© 2007 Heron Publishing—Victoria, Canada
Feedback loop dominance analysis of two tree mortality models: relationship between structure and behavior
Burak Güneralp (1, 2, 3) and George Gertner (1)
1. Department of Natural Resources and Environmental Sciences, University of Illinois at Urbana-Champaign, Urbana, IL 61801,
USA / 2. Corresponding author (guneralp.burak@gmail.com) / 3. Present address: Department of Geological and Environmental Sciences, Stanford University, Stanford, CA 94305, USA / Received December 23, 2005; accepted April 18, 2006; published online November 1, 2006
Summary
Tree mortality is the least understood process of a tree’s lifecycle. Two hypotheses on how mortality progresses in a tree
are proposed in the literature: Manion’s gradual decline hypothesis and Bossel’s sudden death hypothesis. Bossel formulated
a mechanism in his model, BAUMTOD, as the cause of sudden death phenomena. BAUMTOD, however, cannot be used to generate a
causal understanding of Manion’s hypothesis. Therefore, we postulated a causal mechanism for the gradual decline pattern advocated
by Manion and modified the BAUMTOD accordingly. The modified model is called BAUMTOD-M. The suggested mechanism concerns the
internal imbalance of respiration demand and available photosynthate supply.
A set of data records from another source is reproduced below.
Issue #303, opened 2020-10-08
Define Rules which apply to nodes or edges individually


spflueger:
Some rules like the Gellmann Nishijima Rule are subject only to edge properties. The new spin validity rules fall under this category as well. Rules that only work with node properties or edge properties are needed. This simplifies and speeds up the code.

Also, these rules have to be optional in the sense that if no isospin is defined, then also the isospin validity check has to pass.

- [x] Create two new rule Protocols.
- [x] Change rules that only require edge or node quantum numbers to satisfy the new Protocols.
- [x] Adapt solving code to the new edge and node only rules.
- [x] ~~Replace the Gellmann Nishijima checking code in Particle to use the new rule instead.~~

Unfortunately with the solving interface using `Particle` introduces a cyclic dependency when trying to use the Gellmann Nishijima rule in the Particle initialization. This can be fixed after #369. Moving this task into a new issue.

spflueger:
With PR #331 this issue can be handled more easily now. The idea is to introduce two new `Protocols` that allow Rules with single arguments of type `Edge-` and `NodeQuantumNumbers`, and adapt the solving code to link edges and nodes individually to these rules.

PR #331, opened 2020-10-22
refactor!: improve Rule argument handling code

spflueger:
Extract the Rule argument handling code into a separate module. Also allow more flexible arguments and improve type annotation handling via inspect. Exchange the Rule interface with a `Protocol` (`ConservationRule`) and define a second type of Rule (`EdgeQNConservationRule`), which does not require any node quantum numbers.

This prepares things for issue #303

### DIFF
--- a/expertsystem/reaction/conservation_rules.py
+++ b/expertsystem/reaction/conservation_rules.py
@@ -8,10 +8,10 @@ There are four different types of rules:
 
 1. Rules that work on individual graph edges (WIP).
 2. Rules that work on individual graph nodes (WIP).
-3. Rules that work on the interaction level, which use ingoing edges, outgoing
-   edges as arguments. For example `.ChargeConservation`.
-4. Rules that work on the interaction level, which use ingoing edges, outgoing
-   edges and a interaction node as arguments. For example
+3. `EdgeQNConservationRule` that work on the interaction level, which use
+   ingoing edges, outgoing edges as arguments.  E.g.: `.ChargeConservation`.
+4. `ConservationRule` that work on the interaction level, which use ingoing
+   edges, outgoing edges and a interaction node as arguments. E.g:
    `.parity_conservation`.
 
 The arguments can be any type of quantum number. However a rule argument
--- a/expertsystem/reaction/conservation_rules.py
+++ b/expertsystem/reaction/conservation_rules.py
@@ -1,20 +1,55 @@
 """Collection of quantum number conservation rules for particle reactions.
 
 This module is the place where the 'expert' defines the rules that verify
-quantum numbers of the reaction. The module is therefore strongly typed (both
+quantum numbers of the reaction.
+
+A rule is a function that takes quantum numbers as input and outputs a boolean.
+There are four different types of rules:
+
+1. Rules that work on individual graph edges (WIP).
+2. Rules that work on individual graph nodes (WIP).
+3. Rules that work on the interaction level, which use ingoing edges, outgoing
+   edges as arguments. For example `.ChargeConservation`.
+4. Rules that work on the interaction level, which use ingoing edges, outgoing
+   edges and a interaction node as arguments. For example
+   `.parity_conservation`.
+
+The arguments can be any type of quantum number. However a rule argument
+resembling edges only accepts `~.quantum_numbers.EdgeQuantumNumbers`. Similarly
+arguments that resemble a node only accept
+`~.quantum_numbers.NodeQuantumNumbers`. The argument types do not have to be
+limited to a single quantum number, but can be a composite (see
+`.CParityEdgeInput`).
+
+.. warning::
+    Besides the rule logic itself, a rule also has the responsibility of
+    stating its run conditions. These run conditions **must** be stated by
+    the type annotations of its **__call__** method. The type annotations
+    therefore are not just there for *static* type checking: they also
+    carry more information about the rule that is extracted *dynamically*
+    by the `.reaction` module.
+
+Generally, the conditions can be separated into two categories:
+
+* variable conditions
+* toplogical conditions
+
+Currently, only variable conditions are being used. Topological conditions
+could be created in the form of `~typing.Tuple` instead of `~typing.List`.
+
+For additive quantum numbers, the decorator `additive_quantum_number_rule`
+can be used to automatically generate the appropriate behavior.
+
+
+The module is therefore strongly typed (both
 for the reader of the code and for type checking with :doc:`mypy
 <mypy:index>`). An example is `.HelicityParityEdgeInput`, which has been
-defined to provide type checks on `.ParityConservationHelicity`.
-
-See more information under `Rule`.
+defined to provide type checks on `.parity_conservation_helicity`.
 """
-
-# pylint: disable=abstract-method
-
 
 from copy import deepcopy
 from functools import reduce
-from typing import Any, Callable, List, Optional, Set, Tuple, Type, Union
+from typing import Any, Callable, List, Optional, Set, Tuple, Union
 
 import attr
 
@@ -22,6 +57,11 @@ from expertsystem.particle import Spin
 
 from .combinatorics import arange
 from .quantum_numbers import EdgeQuantumNumbers, NodeQuantumNumbers
+
+try:
+    from typing import Protocol
+except ImportError:
+    from typing_extensions import Protocol  # type: ignore
 
 
 def _is_boson(spin_magnitude: float) -> bool:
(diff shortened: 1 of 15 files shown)


expertsystem/reaction/conservation_rules.py
```diff
@@ -229,7 +237,7 @@ class CParityNodeInput:
     s_mag: NodeQuantumNumbers.s_magnitude = attr.ib()
 
 
-class CParityConservation(Rule):
+class CParityConservation:
```
redeboer, line 240: So here it's important to be aware that the developer is not warned  anymore (through `mypy` or other linters) within this module when a signature is incorrect. If I understand correctly, the `Protocol` is only enforced statically at the place where the rule is called, wereas with an ABC (`Rule`, previously), the signature is checked at the place of the definition.

expertsystem/reaction/conservation_rules.py
```diff
@@ -735,26 +746,25 @@ def __call__(
...
-    .. math::
-        |S_1 - S_2| \leq S \leq |S_1 + S_2|
-
-    and
-
-    .. math::
-        |L - S| \leq J \leq |L + S|
-    """
-
+class SpinMagnitudeConservation:
```
redeboer, line 749: Yes, that's indeed better naming

expertsystem/reaction/solving.py
```diff
@@ -83,14 +91,37 @@ class GraphSettings:
     node_settings: Dict[int, NodeSettings] = attr.ib(factory=dict)
 
 
+# a tuple of rules defines a group which together violates all possible
```
redeboer, line 94: Why a comment, not a docstring?

expertsystem/reaction/solving.py
```diff
@@ -83,14 +91,37 @@ class GraphSettings:
...
+# combinations that were processed
+def convert_to_names(
+    rules: Dict[int, Set[Tuple[Rule, ...]]]
+) -> Dict[int, Set[Tuple[str, ...]]]:
```
redeboer, line 98: Why convert to a `str`?

expertsystem/reaction/solving.py
```diff
@@ -746,16 +562,15 @@ def get_rules_by_priority(
             # and strip away the priorities again
             return [x[0] for x in sorted_list]
 
+        arg_handler = RuleArgumentHandler()
+
         for node_id in self.__graph.nodes:
-            # currently we only have rules related to graph nodes
```
redeboer, line 750: Thinking about this comment. Did it become outdated because of the new distinction between `EdgeInteractionRule` and `InteractionRule`?

expertsystem/reaction/conservation_rules.py
```diff
@@ -297,7 +305,7 @@ class GParityNodeInput:
     s_mag: NodeQuantumNumbers.s_magnitude = attr.ib()
 
 
-class GParityConservation(Rule):
+class GParityConservation:
```
redeboer, line 308: Wait, why do we still use classes now that there are no abstract base classes anymore? There was some problem with the signatures or so, right?

(Can also be handled in a follow-up issue)

tests/unit/reaction/conservation_rules/test_additive_qn.py
```diff
@@ -8,6 +8,4 @@
     [(([0], [-1, 1]), True), (([0], [1, 1]), False)],
 )
 def test_charge_conservation(graph_input, expected_value):
-    rule = ChargeConservation()
-
-    assert rule(*graph_input) == expected_value
+    assert ChargeConservation()(*graph_input) == expected_value
```
redeboer, line 11: See question on why the rules are still classes.

redeboer (commented):
I added some thoughts inline. Overall I think that `Protocol` (static duck typing [PEP 544](https://www.python.org/dev/peps/pep-0544)) is the way to go here. I'm still not 100% convinced though, because the typing takes place outside the module where the rules are defined. But it does seem that `Protocol` offers some more flexibility (I'm for instance also thinking about `kwargs`, but they are not needed at this stage).

Note: as discussed earlier, the strong emphasis on typing we introduced over the passed releases, seems to have caused quite some pain within the `conservation_rules` and `solving` modules. That's what I mean with flexibility, that I hope that `Protocol` brings back some of the duck typing behaviour that we used to have, but still with the possibility to type as much as possible.

expertsystem/reaction/conservation_rules.py
```diff
@@ -1,20 +1,54 @@
 """Collection of quantum number conservation rules for particle reactions.
 
 This module is the place where the 'expert' defines the rules that verify
-quantum numbers of the reaction. The module is therefore strongly typed (both
+quantum numbers of the reaction.
+
+A rule is a function that takes quantum numbers as input and outputs a boolean.
+There are three different types of rules:
+
+1. Rules that work on individual graph edges.
```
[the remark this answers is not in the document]
spflueger: yeah, i did not spend much effort on the doc strings yet as its still a bit experimental PR

expertsystem/reaction/solving.py
spflueger: This is related to the issue of uniquely identifying a rule. The user is only interested why a problem does not have any solutions, so for example because of c parity violation. A string is enough for this. Currently the rule objects are used themselves, and define a human readable str (repr) method as well as a hash function. This is not very transparent.

expertsystem/reaction/solving.py
spflueger: Partly, especially the new upcoming edge rules will make it different

redeboer: Upcoming edge rules?

expertsystem/reaction/conservation_rules.py
spflueger: This is related to the fact that I was not able to get the Protocols working for regular functions.

tests/unit/reaction/conservation_rules/test_additive_qn.py
spflueger: The rules created with the additive quantum number decorator have the additional difficulty to achieve the pickling support. With classes this much easier to sidestep

expertsystem/reaction/conservation_rules.py
spflueger: Since I now know that the full signature of the protocol functions is important, also the argument names, I can verify that it also works with regular functions. So this can be changed

tests/unit/reaction/conservation_rules/test_additive_qn.py
redeboer: Ah yes, the pickling was the problem

spflueger:
> I added some thoughts inline. Overall I think that `Protocol` (static duck typing [PEP 544](https://www.python.org/dev/peps/pep-0544)) is the way to go here. I'm still not 100% convinced though, because the typing takes place outside the module where the rules are defined. But it does seem that `Protocol` offers some more flexibility (I'm for instance also thinking about `kwargs`, but they are not needed at this stage).
> 
> Note: as discussed earlier, the strong emphasis on typing we introduced over the passed releases, seems to have caused quite some pain within the `conservation_rules` and `solving` modules. That's what I mean with flexibility, that I hope that `Protocol` brings back some of the duck typing behaviour that we used to have, but still with the possibility to type as much as possible.

Thanks for the review. I'm mainly just unhappy with the rather imprecise rule interface/protocols. A precise definition of a rule in terms of an interface is needed to run the solving process. However our need is also the rather flexible definition of rules. Rule arguments can vary from quantum numbers of a single edge, to quantum numbers from all edge going in and out of a node, as well as quantum numbers from the node itself. Also it would be preferable if a rule can chose the names for arguments and they are not predetermined by the interface.
So the concept of an interface is not very suitable here. However I currently do not have any good concept to handle the solving without an interface of a rule. The hard part is to feel the quantum numbers of a state transition graph to a rule. So knowing which quantum numbers a rule wants or needs in order to execute, and where to find those in the graph

redeboer (approved):
Okay, GJ!
The only thing I find a bit counter-intuitive is the naming and in that extend the type of objects. This becomes particularly clear here:

https://github.com/ComPWA/expertsystem/blob/754666d3721d8ddfb461db398cce0fc7183c526f/expertsystem/reaction/_default_settings.py#L50-L73

Of course, this just reflects the fact that a switch from `ABC` to `Protocol` allows for duck typing, so I guess it's a matter of getting used to.

spflueger:
> Okay, GJ!
> The only thing I find a bit counter-intuitive is the naming and in that extend the type of objects. This becomes particularly clear here:
> 
> https://github.com/ComPWA/expertsystem/blob/754666d3721d8ddfb461db398cce0fc7183c526f/expertsystem/reaction/_default_settings.py#L50-L73
> 
> Of course, this just reflects the fact that a switch from `ABC` to `Protocol` allows for duck typing, so I guess it's a matter of getting used to.

Yes, I would also say a matter of getting used to. Lets see how this works for us, we can always still modify it.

We then employed a novel approach to analysis
of structure–behavior relationships in mechanistic models, called eigenvalue elasticity analysis (EEA), to pinpoint how the
simulated tree responds to various stresses. Specifically, we applied EEA to BAUMTOD and BAUMTOD-M to study the likely structural
causes behind tree mortality according to Bossel’s and Manion’s hypotheses, respectively. The analyses of both models suggest
that, in the absence of a significant amount of stress, a tree functions as an integrated organism. Growth rates in foliage,
feeder roots and respiring permanent biomass are synchronized; however, this coordinated structure is lost if a tree is seriously
affected by stress factors. The analyses further suggest that the inability to supply respiration demand plays a crucial role
at the onset of mortality in both models. Differences in assumed mechanisms regarding the impact of this inability result
in different paths to mortality in each model. This may mean either (1) Bossel’s hypothesis is a special case of Manion’s
hypothesis, or (2) there are truly different mechanisms at work in various observed mortality cases. More data and research
are needed to clarify these points.
Keywords:
dynamic modeling, eigenvalue elasticity analysis, environmental stress, mechanistic models, tree physiology.